(Instructions to follow):
Every line of the records counts; transcribe each one exactly.

Collected data entries:

PR #557, opened 2023-08-21
Speed up user initialization

Michael-Hollister:
When running goose tests with large amounts of goose users on my machine, it takes roughly 1 minute to initialize 1000 goose users. It appears that building each reqwest client for each goose user is an expensive operation. If we change the behavior to build only 1 reqwest client, and clone the object when creating the goose users, we can significantly increase initialization performance. With this change, I can create a few million goose users and only takes a couple of seconds to complete the initialization phase on my machine.

### DIFF
--- a/src/goose.rs
+++ b/src/goose.rs
@@ -872,26 +872,14 @@ impl GooseUser {
         base_url: Url,
         configuration: &GooseConfiguration,
         load_test_hash: u64,
+        reqwest_client: Option<Client>,
     ) -> Result<Self, GooseError> {
         trace!("new GooseUser");
 
-        // Either use manually configured timeout, or default.
-        let timeout = if configuration.timeout.is_some() {
-            match crate::util::get_float_from_string(configuration.timeout.clone()) {
-                Some(f) => f as u64 * 1_000,
-                None => GOOSE_REQUEST_TIMEOUT,
-            }
-        } else {
-            GOOSE_REQUEST_TIMEOUT
+        let client = match reqwest_client {
+            Some(c) => c,
+            None => create_reqwest_client(configuration)?,
         };
-
-        let client = Client::builder()
-            .user_agent(APP_USER_AGENT)
-            .cookie_store(true)
-            .timeout(Duration::from_millis(timeout))
-            // Enable gzip unless `--no-gzip` flag is enabled.
-            .gzip(!configuration.no_gzip)
-            .build()?;
 
         Ok(GooseUser {
             started: Instant::now(),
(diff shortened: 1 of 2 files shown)


jeremyandrews:
Wow, that’s indeed an impressive optimization. At a first glance and with minimal testing it looks great. I’ll look a bit closer shortly, and likely will merge as is. Thanks!

jeremyandrews:
I've done a bit more testing.

On Linux, this is a massive improvement. Without the patch, trying to start too many users not only takes a very long time, but it uses very large amounts of memory. With the patch, it launches very quickly.

On Mac OS X (Silicon) there's no big difference with or without the patch. I'm still trying to understand why, but even if it's a Linux-only improvement it's still a nice improvement.

Michael-Hollister:
Ah, that is interesting. Yeah, I am primarily using Linux for running my tests. I've also tested this on Windows, and I observe similar behavior you see on Mac OS X, where user initialization is very quick without the patch and not taking up a significant amount of memory.

I also tried using the `RustLS` TLS bindings on Linux (https://book.goose.rs/config/rustls.html#rustls), but seems like that had no effect with the un-patched goose version.

jeremyandrews (approved):
This is a significant win on starting a load test on Linux. It doesn't impact the speed of starting a load test on Mac OS X, but it does consistently improve the reliability of large load tests. I hope to keep digging into why, but as there's no regressions and only improvements happy to commit as is.

jeremyandrews:
Thanks for the clean patch and impressive optimization contribution!

jeremyandrews:
Unfortunately this optimization has to be reverted. It results in the CookieJar and Headers to be shared between all clients: while this may not matter in some circumstances, it's not a good default. See this PR where I've added tests and reverted the `.clone()` optimization:
https://github.com/tag1consulting/goose/pull/575

I'd welcome a new PR if it wraps this optimization in a configuration option, so you'd have to intentionally disable cookie/header support for this quick startup.

Michael-Hollister:
Sure, I understand and thanks for letting me know. All of my Goose usage is done on Linux with large numbers of goose users, so this is essential for my use-case. I'll work on submitting a new PR making this a configuration option.

jeremyandrews:
@Michael-Hollister I took a stab at one possible solution, can you give it a try?
https://github.com/tag1consulting/goose/pull/578

I was originally thinking it could be a run-time option, but figured it was better to not even compile the related Reqwest code if it's not being used.

Michael-Hollister:
> @Michael-Hollister I took a stab at one possible solution, can you give it a try? #578
> 
> I was originally thinking it could be a run-time option, but figured it was better to not even compile the related Reqwest code if it's not being used.

Thanks @jeremyandrews! Tested the branch and the cargo feature approach works fine for me.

(Solution below):
PR #557, opened 2023-08-21
Speed up user initialization

Michael-Hollister:
When running goose tests with large amounts of goose users on my machine, it takes roughly 1 minute to initialize 1000 goose users. It appears that building each reqwest client for each goose user is an expensive operation. If we change the behavior to build only 1 reqwest client, and clone the object when creating the goose users, we can significantly increase initialization performance. With this change, I can create a few million goose users and only takes a couple of seconds to complete the initialization phase on my machine.

### DIFF
--- a/src/goose.rs
+++ b/src/goose.rs
@@ -872,26 +872,14 @@ impl GooseUser {
         base_url: Url,
         configuration: &GooseConfiguration,
         load_test_hash: u64,
+        reqwest_client: Option<Client>,
     ) -> Result<Self, GooseError> {
         trace!("new GooseUser");
 
-        // Either use manually configured timeout, or default.
-        let timeout = if configuration.timeout.is_some() {
-            match crate::util::get_float_from_string(configuration.timeout.clone()) {
-                Some(f) => f as u64 * 1_000,
-                None => GOOSE_REQUEST_TIMEOUT,
-            }
-        } else {
-            GOOSE_REQUEST_TIMEOUT
+        let client = match reqwest_client {
+            Some(c) => c,
+            None => create_reqwest_client(configuration)?,
         };
-
-        let client = Client::builder()
-            .user_agent(APP_USER_AGENT)
-            .cookie_store(true)
-            .timeout(Duration::from_millis(timeout))
-            // Enable gzip unless `--no-gzip` flag is enabled.
-            .gzip(!configuration.no_gzip)
-            .build()?;
 
         Ok(GooseUser {
             started: Instant::now(),
(diff shortened: 1 of 2 files shown)


jeremyandrews:
Wow, that’s indeed an impressive optimization. At a first glance and with minimal testing it looks great. I’ll look a bit closer shortly, and likely will merge as is. Thanks!

jeremyandrews:
I've done a bit more testing.

On Linux, this is a massive improvement. Without the patch, trying to start too many users not only takes a very long time, but it uses very large amounts of memory. With the patch, it launches very quickly.

On Mac OS X (Silicon) there's no big difference with or without the patch. I'm still trying to understand why, but even if it's a Linux-only improvement it's still a nice improvement.

Michael-Hollister:
Ah, that is interesting. Yeah, I am primarily using Linux for running my tests. I've also tested this on Windows, and I observe similar behavior you see on Mac OS X, where user initialization is very quick without the patch and not taking up a significant amount of memory.

I also tried using the `RustLS` TLS bindings on Linux (https://book.goose.rs/config/rustls.html#rustls), but seems like that had no effect with the un-patched goose version.

jeremyandrews (approved):
This is a significant win on starting a load test on Linux. It doesn't impact the speed of starting a load test on Mac OS X, but it does consistently improve the reliability of large load tests. I hope to keep digging into why, but as there's no regressions and only improvements happy to commit as is.

jeremyandrews:
Thanks for the clean patch and impressive optimization contribution!

jeremyandrews:
Unfortunately this optimization has to be reverted. It results in the CookieJar and Headers to be shared between all clients: while this may not matter in some circumstances, it's not a good default. See this PR where I've added tests and reverted the `.clone()` optimization:
https://github.com/tag1consulting/goose/pull/575

I'd welcome a new PR if it wraps this optimization in a configuration option, so you'd have to intentionally disable cookie/header support for this quick startup.

Michael-Hollister:
Sure, I understand and thanks for letting me know. All of my Goose usage is done on Linux with large numbers of goose users, so this is essential for my use-case. I'll work on submitting a new PR making this a configuration option.

jeremyandrews:
@Michael-Hollister I took a stab at one possible solution, can you give it a try?
https://github.com/tag1consulting/goose/pull/578

I was originally thinking it could be a run-time option, but figured it was better to not even compile the related Reqwest code if it's not being used.

Michael-Hollister:
> @Michael-Hollister I took a stab at one possible solution, can you give it a try? #578
> 
> I was originally thinking it could be a run-time option, but figured it was better to not even compile the related Reqwest code if it's not being used.

Thanks @jeremyandrews! Tested the branch and the cargo feature approach works fine for me.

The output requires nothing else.